Trout Valley village, Illinois – Racial and ethnic composition Note: the US Census treats Hispanic/Latino as an ethnic category. This table excludes Latinos from the racial categories and assigns them to a separate category. Hispanics/Latinos may be of any race.
| Race / Ethnicity (NH = Non-Hispanic) | Pop 2000 | Pop 2010 | Pop 2020 | % 2000 | % 2010 | % 2020 |
|---|---|---|---|---|---|---|
| White alone (NH) | 559 | 513 | 466 | 93.32% | 95.53% | 90.49% |
| Black or African American alone (NH) | 1 | 3 | 3 | 0.17% | 0.56% | 0.58% |
| Native American or Alaska Native alone (NH) | 0 | 0 | 2 | 0.00% | 0.00% | 0.39% |
| Asian alone (NH) | 6 | 5 | 2 | 1.00% | 0.93% | 0.39% |
| Pacific Islander alone (NH) | 0 | 1 | 0 | 0.00% | 0.19% | 0.00% |
| Other race alone (NH) | 0 | 0 | 0 | 0.00% | 0.00% | 0.00% |
| Mixed race or Multiracial (NH) | 8 | 0 | 18 | 1.34% | 0.00% | 3.50% |
| Hispanic or Latino (any race) | 25 | 15 | 24 | 4.17% | 2.79% | 4.66% |
| Total | 599 | 537 | 515 | 100.00% | 100.00% | 100.00% |

Historical population
| Census | Pop. | Note | %± |
| 2000 | 599 |  | — |
| 2010 | 537 |  | −10.4% |
| 2020 | 515 |  | −4.1% |
U.S. Decennial Census 2010 2020

===2000 Census===
As of the census of 2000, there were 559 people, 197 households, and 176 families residing in the village. The population density was 1,399.7 PD/sqmi. There were 200 housing units at an average density of 467.3 /sqmi. The racial makeup of the village was 93.32% White, 0.17% African American, 1.00% Asian, 1.17% from other races, and 1.34% from two or more races. Hispanic or Latino of any race were 4.17% of the population.

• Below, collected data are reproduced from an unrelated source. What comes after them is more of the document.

Issue #85, opened 2015-05-16
Should be able to set GPS location


poindextrose:
The JSON wire protocol supports setting the location. This driver have this command.

poindextrose:
This works on iOS but on Android I get
```
OpenQA.Selenium.WebDriverException : Unexpected error. ERROR running Appium command: port should be > 0 and < 65536: 0
```

PR #86, opened 2015-05-16
set location of device

poindextrose:
issue #85

### DIFF
--- a/appium-dotnet-driver/Appium/AppiumDriver.cs
+++ b/appium-dotnet-driver/Appium/AppiumDriver.cs
@@ -325,6 +325,20 @@ namespace OpenQA.Selenium.Appium
             this.HideKeyboard(null, null);
         }
 
+        /// <sumary>
+        /// GPS Location
+        /// </summary>
+        public Location Location { 
+                get {
+                        var commandResponse = this.Execute(AppiumDriverCommand.GetLocation, null);
+                        return JsonConvert.DeserializeObject<Location>((String) commandResponse.Value);
+                }
+                set {
+                        var location = value ?? new Location();
+                        Execute(AppiumDriverCommand.SetLocation, location.ToDictionary());
+                }
+        }
+
         #endregion MJsonMethod Members
 
         #region Context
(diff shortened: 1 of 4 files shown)


TikhomirovSergey:
+1 I like it.
But... Can you provide some tests? It would be cool if there were one test on Android and one on iOS.

poindextrose:
I would love to write some tests, but I'm having trouble getting the existing tests to work. My environment is OS X with Xamarin Studio. I get the following when I run the `MJsonMethodTest`
```
WebDriverException: Unexpected Error.
```
The only test I can get to pass from the `test` project is `InitSessionTest`

Does anyone have any tips on getting the tests to work?

TikhomirovSergey:
@poindextrose 
Do you mean these tests? [appium-dotnet-driver/test/specs](https://github.com/appium/appium-dotnet-driver/tree/f9ae7a7c55dbc65ba7a2e2801a595fc7c927bcb5/test)

Actually I don't know what to do with them :( This is sad. Maybe @Astro03 knows more. Maybe they are outdated. Can you exclude this project on your environment?

Actually I use [samples](https://github.com/appium/appium-dotnet-driver/tree/master/samples) for the testing now (as a temporary solution). You can add the sample here too.

poindextrose:
Yeah that is what I was talking about. I'll look into the samples

TikhomirovSergey:
Also I have one more remark. Actually it is possible to get location as well as set it. 
Please look at these:
[Location](https://github.com/SeleniumHQ/selenium/blob/6b4e6de722fcccd18619951543143999e9a30657/java/client/src/org/openqa/selenium/html5/Location.java) 
[RemoteLocationContext](https://github.com/SeleniumHQ/selenium/blob/6b4e6de722fcccd18619951543143999e9a30657/java/client/src/org/openqa/selenium/remote/html5/RemoteLocationContext.java)

What is there were the __Location__ class that contained GPS coordinates and the property that could set/get these coordinates?

Astro03:
Honestly I have not touched any of the tests so I wouldn't know about it with Xamarin.   

@sebv was the one that wrote all those I believe.  

Ciao,
Astro
Sent from my phone

On May 16, 2015, at 15:55, Sergey Tikhomirov <notifications@github.com> wrote:

@poindextrose 
Do you mean these tests? appium-dotnet-driver/test/specs

Actually I don't know what to do with them :( This is sad. Maybe @Astro03 knows more. Maybe they are outdated. Can you exclude this project on your environment?

Actually I use samples for the testing now (as a temporary solution). You can add the sample here too.

poindextrose:
Good idea. I'll look into that.

Also I getting a warning in the Appium console output when I use this new `SetLocation`:
```
warn: Use of the set location method with the latitude and longitude params as top-level JSON params is deprecated and will be removed. Please update your client library to use a method that conforms to the spec
```

I'm very new to Appium, so I'm having trouble finding the spec that it is referring to.

TikhomirovSergey:
@poindextrose 
This is the warning from the Appium server: https://github.com/appium/appium/blob/0ca209bcbc3d5fe48409190f53ba28b41584bde5/lib/server/controller.js#L854
You have to define all coordinates. Now you are trying to provide the ability to use them optionally:
https://github.com/poindextrose/appium-dotnet-driver/blob/set-location/appium-dotnet-driver/Appium/AppiumDriver.cs#L331
This is wrong. So the Location-class looks as more suitable solution.

poindextrose:
I've updated the code to use a property along with the ability to get the location. However the Appium server does not implement the get location method, so if you try to get the location, a not implemented exception will be thrown from the server, see [routing.js](https://github.com/appium/appium/blob/84e84584042d0242704c8a98e92b87a7ac74ceda/lib/server/routing.js#L166)

TikhomirovSergey:
Ok! Today I'll review and merge this.

TikhomirovSergey:
Ok! I have checked it. Tomorrow I'm going to add a test/sample.
...About the getting of the location. It's really not implemented command. I'm feeling the upset. :( The same problem is on the java_client side too. I'm going to report a new issue [here](https://github.com/appium/appium/issues). @poindextrose If want you can report it too.
Thank you.

PR #95, opened 2015-06-19
add xml doc tags

Astro03:


Astro03:
also add "new" keyword to most methods in appiumdriver since it overrides base class's methods.

PR #96, opened 2015-07-06
Some features ported from the Java-Appium-Driver

trbnb:
AppiumDriver
- Tap
- Swipe
- Pinch
- Zoom
- ScrollTo
- ScrollToExact

IOSDriver
- GetNamedTextField

AndroidDriver
- GetNetworkConnection
- SetNetworkConnection
- also ScrollTo & ScrollToExact implementations with extra parameter for a resource ID to scroll on a particular View.


Astro03:
1) You're missing your csproj file which adds the recently new files into the project. You're solution will not compile.
2) missing xml doc tags on all newly created methods
3) Change namespace of IScrollsTo.cs to "OpenQA.Selenium.Appium.Interfaces" - this will match the other interfaces.
4) AppiumDriver - write new IScrollsTo Methods in a region
5) AndroidDriver.NotNullOrEmpty(), a more elegant solution would be "return !string.IsNullOrEmpty(thing as string);"  (I'm assuming this is what you are trying to do.)
6) AndroidDriver.SetNetworkConnection - Just curious why you call the GetCommandImmutableMap() instead of just doing a dictionary.Add(string, object) - I'm only worried because the GetComamndImmutableMap does not check for length of values and you can get either a NullException or IndexOutOfRangeException.

just looking from the top of my head  - if you can please fix those. 

Thanks,
ASTRO

TikhomirovSergey:
@Astro03  @trbnb  Hi. I've superficially reviewed it and I've got some remarks.

>AndroidDriver
•GetNetworkConnection
•SetNetworkConnection

It duplicates the existing feature. Please look at this:
https://github.com/appium/appium-dotnet-driver/blob/master/appium-dotnet-driver/Appium/Android/AndroidDriver.cs#L103

trbnb:
>It duplicates the existing feature. Please look at these:

>https://github.com/appium/appium-dotnet-driver/blob/master/appium-dotnet-driver/Appium/Android/AndroidDriver.cs#L103

>https://github.com/appium/appium-dotnet-driver/blob/master/appium-dotnet-driver/Appium/Android/Enums/ConnectionType.cs

OK, I must have missed this because of the different naming. 

I do wonder though why there is an extension method to convert `object`s into `ConnectionType`s. I fail to see how this makes sense. Could you explain?

TikhomirovSergey:
@trbnb

If I correctly understood you

There is the enum on .Net client side. [ConnectionType](https://github.com/appium/appium-dotnet-driver/blob/master/appium-dotnet-driver/Appium/Android/Enums/ConnectionType.cs). Each object has a number value that equals to connection bit map.  

So we don't have to convert enum object to a number (it is already number). But we have conver the number to some enum object. 

Please read about C# enums:  http://csharp.net-informations.com/statements/enum.htm

trbnb:
I know how enums work. I just cant figure out why you used an extension method to convert the value of the response into your ConnectionType enum. Makes no sense to me.

TikhomirovSergey:
Ok. Actually I didn't implement this (just refactored the solution structure). Maybe @Astro03 could explain it.

If you consider that it is the excessive action you are free to improve it. And you can check this change via this test/sample: https://github.com/appium/appium-dotnet-driver/blob/master/samples/AndroidConnectionTest.cs

Astro03:
When coding, I would rather work with concise list of objects (enums)
rather than have random numbers going around.

With changes you propose, many integer values given into the constructor
would make the network connection be a WiFi (such as 10). The proposed
method forces people to do math to figure out which bits are set and which
are not -> allowing a possible source of bugs within their code.

In the original code, we are removing a layer discrepancy and forcing
people to know/choose exactly what kind of network setting they would like.

Does this make sense? Can we make improvements to this? Is your proposed
solution better?

Thanks,
ASTRO

trbnb:
So, apparently I wasn't really making it clear enough. I have no critics in terms of using an enum in this situation. (Even though it is a bit weird that the Java and C# implementations have this difference.)

What I don't understand is why you use an extension method to convert your response value. Why would you want to make this method a member of every single instance of anything if I only need it in one specific situation?

Astro03:
Ahh, understood.

I honestly don't remember why I used an extensions method here but I just
thought it would be a cool place to use it. AND the fact that I liked
extension methods.

I guess another way would have been to have a static class which converted
it for us. This should probably have been the way we did it instead since
you are correct, every object now by definition has this extension method
associated with it.

TikhomirovSergey:
@trbnb 
I found the last change ok. :+1: 
Could you provide some tests/samples?

Astro03:
@trbnb - hey there, i'm about to pull in @TikhomirovSergey 's changes and will publish a new dotnet driver. if you want these changes to be pushed in, please implement the code review comments.. thanks man

trbnb:
OK, I will try and have a look into it tomorrow morning.

trbnb:
Hey, I added a test for the gestures that works on Android. I didn't really have time for much more so that's all I can do for now. I hope your happy with it.

TikhomirovSergey:
@trbnb 
:+1:

Issue #107, opened 2015-09-15
Apache-2.0 Licensing


TikhomirovSergey:
.Net client should follow the apache 2.0 license. It means:

- [having a license file in the repo](https://github.com/SeleniumHQ/selenium/blob/master/LICENSE)
- [a notice file with contributors](https://github.com/SeleniumHQ/selenium/blob/master/NOTICE)
- [an appropriate header file on each source file](https://github.com/SeleniumHQ/selenium/blob/master/dotnet/src/webdriver/Remote/RemoteWebDriver.cs)

PR #111, opened 2015-10-11
#107 fix: Licensing

TikhomirovSergey:
Change list:
- all unused imports were removed from sources

- Appium .Net client is following the Apache 2.0 license.


Astro03:
looks good to me

PR #120, opened 2015-11-14
#108 fix

TikhomirovSergey:
Change list:
- redudant constructors 
 
```c#
public TouchAction ()

public MultiAction(IWebElement element)

public MultiAction()
```

were removed because they don't populate necessary elements and then look useless. Also they cause problems #108 

Now this upstream should be more synchronized with Java client.

- improved code style


TikhomirovSergey:
@Astro03 
Can you take a look at this PR?

Astro03:
awesome. I'll check it out in a day or two when i'm in front of a computer
:)

On Sat, Nov 14, 2015 at 1:51 PM, Sergey Tikhomirov <notifications@github.com

Astro03:
looks awesome. this should relieve some confusion :)

PR #122, opened 2015-11-17
Patch to enable xmldoc

pver:
This patch enables xmldoc generation:
- during a release build, xmldoc file is generated
- during creation of the nuget package, the xmldoc is included in the nuget package

This enables to see the xml documentation using intellisense:
image


Jonahss:
Cool Thanks!
@Astro03  look good?

Astro03:
i believe @TikhomirovSergey  is going to be publishing a new one today

PR #132, opened 2016-01-15
New Zoom/Pinch implementation

trbnb:
After working with the zoom and pinch functionalities I made in my last PR we (myself and a colleague) came across some inconsistencies. 

We figured that iOS and Android use very different approaches to these gestures, so we worked on a new implementation for these that works much more consistent.


Astro03:
do you want to take out the generic approach all together?

trbnb:
Well, the problem is that the Appium server needs different parameters for the different platforms. So the only alternative to this approach would be to define an interface with **all** of those parameters. But this way one implementation would just ignore a half of these parameters and the *other* implementation would ignore the *other* half. And I think this doesn't really add anything useful to the code.

Astro03:
Was there something wrong with the multi touch way of doing things instead
of running the script directly?

trbnb:
Yes, after observing it a bit we found it to be quite unreliable. Especially on iOS we sometimes struggled to make it work.

TikhomirovSergey:
I'll review this. I've some remark...

TikhomirovSergey:
Sorry for the late responce, I was busy

I have a a question to @Jonahss. Let him to take a look at your implementation. I have some question to the original code... If it is correct then it makes sense to port your code to Java client.

trbnb:
I'm not really sure how because the gestures don't change the size the view or something like this, just how the content is presented and I don't think that's something we can retrieve with Appium.

trbnb:
Any news on this?

TikhomirovSergey:
Waiting for @Jonahss (I've told about this PR) because I think that this change could be ported to Java client too. 

As I know current gestures were ported from Java client. I dont know why original code was designed the way as it is now. But it is most likely I'm Ok with your changes.

trbnb:
Ok, good to know. 

And yes, these gestures were initially ported from the Java client, I made the pull request for that a few weeks/months ago.

TikhomirovSergey:
@trbnb 
i'm ok with your changes. 
There are tons of work with appium node 1.5.x. I'm working on java client now. You fix is supposed to be included in 1.6.0.1. There will be many fixes related to node 1.5.x.

trbnb:
Alright, thanks for letting me know.

BaN4NaJ0e:
Just for your information. We (trbnb and myself) ported the new pinch and zoom behavior from the python appium driver. More information can be found here: 

https://github.com/appium/python-client/blob/master/appium/webdriver/webdriver.py

Be careful. They are calling pinch and zoom in the code a little bit different. It is internally called pinchClose and pinchOpen. But it does the same.

It is a good idea to port our PR to the java bindings too. Pinch and Zoom is broken there too. We initialy ported the pinch and zoom command from the java bindings to the dotnet bindings without testing if it worked in the Java bindings. Seems that it did not work under iOS at all. So thats the reason we did it again. This time we ported it from the python bindings. And now it should work on Android and iOS.

TikhomirovSergey:
Guys,
I'm going to play around with proposed changes. I think I'll propose a PR with your authorship if everything is ok.

However, I'm not sure that it is compatible with node server 1.5.x

TikhomirovSergey:
Sorry.
I need to close it without merging. This functionality is not supported since Appium 1.5.0
https://github.com/appium/appium/blob/master/CHANGELOG.md#general-3

Server is throwing this exception now.
>Method has not yet been implemented (WARNING: The server did not provide any stacktrace information)

See also:
https://github.com/appium/appium/issues/2234

Jonahss:
Can we add docs for the new way of performing pinch and zoom?

TikhomirovSergey:
@Jonahss It has to work the same way.
I and @ShrivanTarget are searching for something instead.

There were 197 households, out of which 40.1% had children under the age of 18 living with them, 85.3% were married couples living together, 3.6% had a female householder with no husband present, and 10.2% were non-families. 6.1% of all households were made up of individuals, and 3.6% had someone living alone who was 65 years of age or older. The average household size was 3.04 and the average family size was 3.18.

In the village, the population was spread out, with 30.9% under the age of 18, 4.0% from 18 to 24, 23.9% from 25 to 44, 30.7% from 45 to 64, and 10.5% who were 65 years of age or older. The median age was 40 years. For every 100 females, there were 101.7 males. For every 100 females age 18 and over, there were 97.1 males.

The median income for a household in the village was $99,297, and the median income for a family was $102,603. Males had a median income of $91,504 versus $37,344 for females. The per capita income for the village was $58,013. About 3.3% of families and 3.4% of the population were below the poverty line, including 3.2% of those under age 18 and 3.3% of those age 65 or over.